L’épilogue est peut-être à la mesure d’une époque dont le sordide choisit depuis quelques années d’avancer à l’ombre des grands sentiments. Dans ces dernières heures où se négocient un peu honteusement des indemnités en millions (d’euros), des “garanties” judiciaires en cas de poursuites ultérieures et probables, et même, puisqu’on s’est bien enfoncé jusqu’au bout dans l’économie-casino, des remises de dette, certains trouveront que Jean-Marie Messier “fait une fin” décidément en tout point conforme à l’esprit des années fric. Un grand bac d’eau glacée est brutalement jeté sur les grands discours, les visions stratégiques et les postures morales : l’homme qui prétendait rêver ne rêvait donc que d’argent ?

On joue donc, ces jours-ci, bas les masques : tout n’était qu’affaire de spéculation et de stock-options ? Les scandales à répétition qui, d’Enron à Worldcom, ébranlent Wall Street et à sa suite les bourses du monde, trouvent bien là leur déclinaison française.

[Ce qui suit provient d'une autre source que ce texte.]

Issue #14042, opened 2026-07-03
[online evals] span level evals list


mikeldking:
curate the list of built-in span level evaluators to offer for online evals (counterpart to #13994 for sessions).

# Some options

- [x] hallucination
- [x] relevance (retrieval)
- [x] toxicity
 - [ ] #15206

- [x] #15010

mikeldking:
find a way to add a template, benchmark it, but leave out of library

mikeldking:
Slipped from **Sprint 11-21-33** → moved to **Sprint 11-21-34**.

Rolled over during sprint close-out.

PR #14636, opened 2026-07-22
feat(evals): add toxicity gallery template with input/output-agnostic benchmark

MoraVigoMalusardi:
## What

Adds **toxicity** as a classification evaluator gallery template for the span-level online-evals gallery (part of #14042): a YAML config compiled into the generated Python/TS configs, plus a benchmark. Per the issue's scope, it is deliberately kept **out of the library** — no `createToxicityEvaluator` factory and no docs.

## Why

We're curating the built-in span-level evaluators for the online-evals gallery. Of the candidates, toxicity was one of the missing templates; this lands the template + benchmark for it.

## Details

- `prompts/classification_evaluator_configs/TOXICITY_CLASSIFICATION_EVALUATOR_CONFIG.yaml` — the template (`minimize` direction; choices `toxic: 1` / `non-toxic: 0`).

Comme souvent en France, il a fallu qu’en plus, celui qui incarnera un jour - c’est peut être en partie injuste, mais c’est inévitable - les tares de l’époque, ait été aussi celui qui voulait donner des leçons au monde. De morale, de social, de finance et d’industrie. Nous vivons en des lieux où l’esprit de lucre ne se suffit plus à lui même, où il a besoin de se justifier, d’être toujours soutenu et masqué par une rationalisation supérieure.

Il faudra un jour revenir autant sur les erreurs, les égarements, les jongleries et peut être les folies d’un homme, que sur le pays qui resta si longtemps béat devant le montreur d’ours. On pourra alors se demander pourquoi n’ont pas joué le scepticisme, les contre-pouvoirs, la vigilance qui s’imposaient vis à vis d’un groupe aux près de 400 000 salariés. Messier est en partie le produit de notre système. Quelques leçons devraient être tirées de cet état de fait. Il n’est pas sûr que ce sera le cas.

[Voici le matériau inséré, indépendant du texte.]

PR #15480, opened 2026-08-18
chore(deps): require openai>=3.1.0 in phoenix-evals

RogerHYang:
Stacked on #15479.

Raises `openai` from `>=1.0.0` to `>=3.1.0,<4` in the `arize-phoenix-evals` dev and test extras, so the package is exercised against the same openai 3 SDK the rest of the tree resolves.

## Scope

These are **dev/test extras only**. `arize-phoenix-evals` declares no runtime dependency on openai — its OpenAI adapter imports lazily — so installed users are unaffected by this floor. The change only decides which SDK CI tests against.

| File | Change |
|---|---|
| `packages/phoenix-evals/pyproject.toml` | `dev` and `test` extras → `openai>=3.1.0,<4` |
| `requirements/packages/phoenix-evals.txt` | matching floor for the tox env |
| `uv.lock` | the two `requires-dist` lines those produce |

Split out from #15479 because `uv.lock` mirrors every workspace member's specifiers: landing the evals `pyproject.toml` and its lock lines separately keeps each commit passing `uv lock --check` on its own.

## Test plan

- `uv lock --check` — consistent
- phoenix-evals suite (`-n auto`) — 772 passed alongside the phoenix-client canary
- phoenix-evals `src` type-check under openai 3.1.0 — clean, 59 files

No source changes were needed. The evals OpenAI adapter builds `httpx.Request`/`httpx.Response` objects to construct openai exceptions; openai 3 accepts those, and the package's mypy config excludes `tests/`.


RogerHYang:
Closing — this change isn't needed.

`arize-phoenix-evals` declares no runtime dependency on openai (only `dev`/`test` extras), every openai import in the adapter is lazy, and the README has users bring their own SDK. CI already exercises the package against openai 3 regardless: `requirements/packages/phoenix-evals.txt` starts with `-r ../ci.txt`, which #15479 floors at `openai>=3.1.0,<4`, and the uv workspace lock resolves 3.1.0 because the root pyproject forces it.

The existing `openai>=1.0.0` is an accurate statement of the range the adapter supports, not a stale pin. Narrowing it would drop that floor for a published library and constrain standalone `pip install -e 'packages/phoenix-evals[test]'` without changing what CI installs.

#15479 carries the actual bump and the httpx2 migration.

J’ai manqué de temps, s’excuse en substance J2M (ou 4, ou 6, on a perdu le compte) dans son interview au Figaro d’hier. On peut retourner le raisonnement : dans quel état aurait-il laissé le groupe si on lui avait laissé plus de temps, si les actionnaires nord-américains n’avaient pas donné le coup de bélier final, si les lâchetés chafouines de ses administrateurs français lui avaient laissé deux ou trois mois de plus (et pourquoi pas “quinze ans”, comme il le suggéra aux analystes, dans une forme de bouffée délirante, il y a encore quelques jours) ? A l’heure où nous écrivons, il n’est toutefois pas certain qu’un autre scandale ne s’ajoutera pas à la débâcle financière constatée autour de Vivendi Universal : celui qui verrait l’homme qui a apauvri quelques millions d’actionnaires, celui-là même qui, dans son livre, jugeait immoraux les “parachutes dorés” et jurait qu’il n’en demanderait jamais, quitter benoîtement ses fonctions lesté de 12 millions d’euros. Sans vouloir heurter les âmes sensibles, on rappellera simplement que dans la seule journée d’hier, les actionnaires de Vivendi Universal ont perdu plus de 6 milliards d’euros.